Brian McKee wrote:
On Fri, Feb 19, 2010 at 10:49 PM, Bob Long <b...@oblong.com.au> wrote:
Brian McKee wrote:
In (cough) other spreadsheet software I'm used to starting find and
replace, hitting the 'entire cell' check box and leaving the find box
blank, thus I can find (and fill) all the empty cells quickly and
easily in a range.
It's not as pretty as being able to do a find and replace, but this is a
workaround. Suppose your data is in A1:A10. Select that.
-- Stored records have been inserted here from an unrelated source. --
Issue #4616, opened 2022-05-17
Querier Cache Metrics


crepererum:
The querier should emit metrics about its cache state (number of cached entries) and as well cache changes (e.g. load and evict).

crepererum:
done

PR #4632, opened 2022-05-18
feat: add LRU cache metrics

crepererum:
Ref #4616 (doesn't close the issue, we need MORE metrics!)


cache_system/src/backend/lru.rs
```diff
@@ -44,15 +54,23 @@
...
+//!     "my_pool",
+//!     limit,
+//!     time_provider,
+//!     metric_registry,
+//! ));
 //!
 //! // set up first pool user: a u64->String map
 //! #[derive(Debug)]
-//! struct Provider1 {}
+//! struct Estimator1 {}
```
alamb, line 71: 👍  I like the name change

cache_system/src/backend/lru.rs
```diff
@@ -239,31 +258,106 @@ use super::{
     CacheBackend,
 };
 
+#[derive(Debug)]
+struct MeasuredT<T> {
```
alamb, line 262: Maybe it is worth an explanatory comment here (to save readers from having to read the `impl` to get the gist. Something like :
```suggestion
/// Wrapper around something that can be converted into `u64`
/// to enable emitting metrics.
struct MeasuredT<T> {
```

cache_system/src/backend/lru.rs
```diff
@@ -239,31 +258,106 @@ use super::{
     CacheBackend,
 };
 
+#[derive(Debug)]
```
alamb, line 261: does this now require that all resources are u64 (or maybe only convertible into u64)? If so, perhaps we could simplify the code by removing the generics and simply saying `u64` in the various places

cache_system/src/backend/lru.rs
```diff
@@ -390,18 +491,34 @@ where
...
     ) -> Self {
         assert!(inner_backend.is_empty(), "inner backend is not empty");
 
+        let metric_count = pool
+            .metric_registry
+            .register_metric::<U64Gauge>(
+                "cache_lru_member_count",
+                "Number of entries for a given LRU cache pool member",
+            )
+            .recorder(&[("pool", pool.name), ("member", id)]);
```
alamb, line 505: Am I right in assuming the metric that will come out will have `"pool" == "Ram Butes"` or something similar?

cache_system/src/backend/lru.rs
```diff
@@ -1112,6 +1260,122 @@ mod tests {
...
+                .unwrap(),
+            &Observation::U64Gauge(6)
+        );
+        assert_eq!(
+            reporter
+                .metric("cache_lru_member_count")
+                .unwrap()
+                .observation(&[("pool", "pool"), ("member", "id")])
+                .unwrap(),
+            &Observation::U64Gauge(2)
```
alamb, line 1367: The 2 are `a` and `d`, correct?

alamb (approved):

cache_system/src/backend/lru.rs
alamb: (this is a comment for some future PR)

crepererum: Convertible, yes, but this conversion can be lossy since it's solely for metrics.

Let's wait a bit w/ that simplification until we have the on-disk pools (for parquet files) so we can see what we need from the resources. I can imagine that either we end up with "everything is bytes, counted as u64 anyways" or "we actually need some features in the `Resource` trait".

cache_system/src/backend/lru.rs
crepererum: `pool = "Ram". The unit will only currently be attached as a label, but I could try to pack this into the name as well. That would involve some nasty Box-leaking, since the names must be `static` and rustc doesn't offer a way to concat static strings.

cache_system/src/backend/lru.rs
crepererum: Added a comment: it's b and d, since a got evicted (see comment a few lines up where we add d).

cache_system/src/backend/lru.rs
alamb: The important thing is that `"Ram"` is included in the metric. Sounds good 👍

PR #4636, opened 2022-05-18
refactor: remove unused max_row_group_size

domodwyer:
This isn't used 🧹 

---

* refactor: remove unused max_row_group_size (7a8e6d1a3)

      The Parquet writer references an unused max_row_group_size property in the
      parquet file metadata.


alamb:
> We may want to revisit this once https://github.com/influxdata/influxdb_iox/issues/4324 is complete, as IIRC the default is rather large and will cause the ParquetWriter to buffer up potentially large amounts of data.

To be clear, what should be revisited is the actual max row group size. Having a setting not connected to anything is misleading and I am fully in support of removing it

Issue #4634, opened 2022-05-18
Avoid querying catalog for each query


alamb:
__Use case:__
We have noticed internally (https://github.com/influxdata/k8s-idpe/pull/7577) that the queriers are making a large number of requests to the catalog.

__Proposal:__
This ticket covers:
1. Design some way to avoid contacting the catalog on each query (aka avoid at least the metadata) -- "cache"
2. Test / implement said cache

__Current behaviour:__
At least one issue  is that the queriers are running a catalog query to determine parquet files for each query.

__Desired behaviour:__
Catalog requests from the querier to postgres significantly reduced

Implementation notes from @crepererum 

> Here is the code:

https://github.com/influxdata/influxdb_iox/blob/4bd899369e0427b14a7b1cdbad502a227952e3e2/querier/src/table/mod.rs#L134
mod.rs

> IIRC all other access to the catalog are shielded by some cache

>this needs to consider the tombstones as well (hence the single transaction)

__Alternatives considered:__
Describe other solutions or features you considered.

alamb:
Proposed design document: https://docs.google.com/document/d/1gszVCQkvY8A40dsNRWJThxdPGV2jsh3u1DolsGpj9XU/edit#

Spoiler:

Select B1 (or
somewhere else unused) and enter:
=IF(A1:A10="";"-";A1:A10)
and confirm with CTRL-SHIFT-ENTER, rather than just with ENTER, to make it
an array calculation.

Thanks for the suggestion Bob
I can see where that would work, but it sounds kinda clumsy.
A bit hard to explain the complete work flow, but currently I'm
massaging the data with Vim after I export to csv,  because that other
spreadsheet mangles a few things Open Office handles correctly. But if
I can't dash fill with OO without doubling all the columns and pasting
them back over themselves, I'm back to hand massaging in Vim.  Sure
would be nice not to have to double edit it, or jump extra hoops like
this.

Yes, I agree it's clumsy!

Is the CSV exported from OOo, or imported into OOo?

Anyway, if you already have the file as CSV, can you not then fairly easily find/replace while in Vim? I don't use Vim, but I imagine you can do things like changing null fields (,"", or ,, or similar, depending on how the CSV is output) into ,"-", for example.